At Lyft, the community is what we are & its what we do. Its what makes us different. To create the best ride for all, we start in our own community by creating an open, inclusive, & diverse organization where all team members are recognized for what they bring.
Passengers rely on Lyft to get to work, to go to the doctor, or to get home safely when public transit has stopped running. Drivers use Lyft for income & flexibility. Building a stable & reliable application for our passengers & drivers is a responsibility we take very seriously, & we are building out a team of Software Engineers focused on reliability, to deliver a consistent & highly reliable user experience.
Every engineering team at Lyft is responsible for running & operating the software that they build. The Reliability Engineers works towards standardizing & supporting all of the rapidly growing teams throughout our organization, assessing their architecture, helping them design scalable services, & fostering excellent operational practices. It's a mission-critical role of ensuring that our systems are always healthy, monitored, automated, & designed to scale.
What makes Reliability Engineering different at Lyft?
- It is engineering! We work on resolving the problems with the mindset on how to ensure they don't happen again. We are looking to automate ourselves out of our jobs.
- Our day to day is driven by helping our product teams create robust software faster.
- We don't sit on the other side of the tossing fence -- we're a first class engineering citizen & embedded in specific development teams where we drive engineering improvements from the bottom up.
Examples of Reliability Engineering projects:
- We automated Kafka topics management by building a declarative service that prevents abuse before capacity changes are shipped.

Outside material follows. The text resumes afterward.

PR #3398, opened 2026-07-22
Emulator: load fonts and honor ICED_TEST_BACKEND, matching Simulator

egrig:
The headless Emulator is missing two behaviors that Simulator already has, which makes cross-machine screenshot testing of full applications impractical:

Fonts — Emulator ignores Settings::fonts and leaves runtime::Action::Font as a dbg! TODO, so applications with custom fonts render missing glyphs (tofu) in emulator screenshots. This PR loads Settings::fonts before creating the renderer and handles font::Action::Load (loading the bytes and acknowledging the channel), mirroring Simulator.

- We built a rate limiting system for our Wavefront proxy.
- We rolled out Kubernetes as a core component of Lyft infrastructure.
- We built Horizon, a cubism-inspired system to visualize faults across our various services.
- We revamped our incident management process & tools. This created a safe culture to understand outages & focus on preventing future ones.
- Define roadmap & architecture based on technology & business needs.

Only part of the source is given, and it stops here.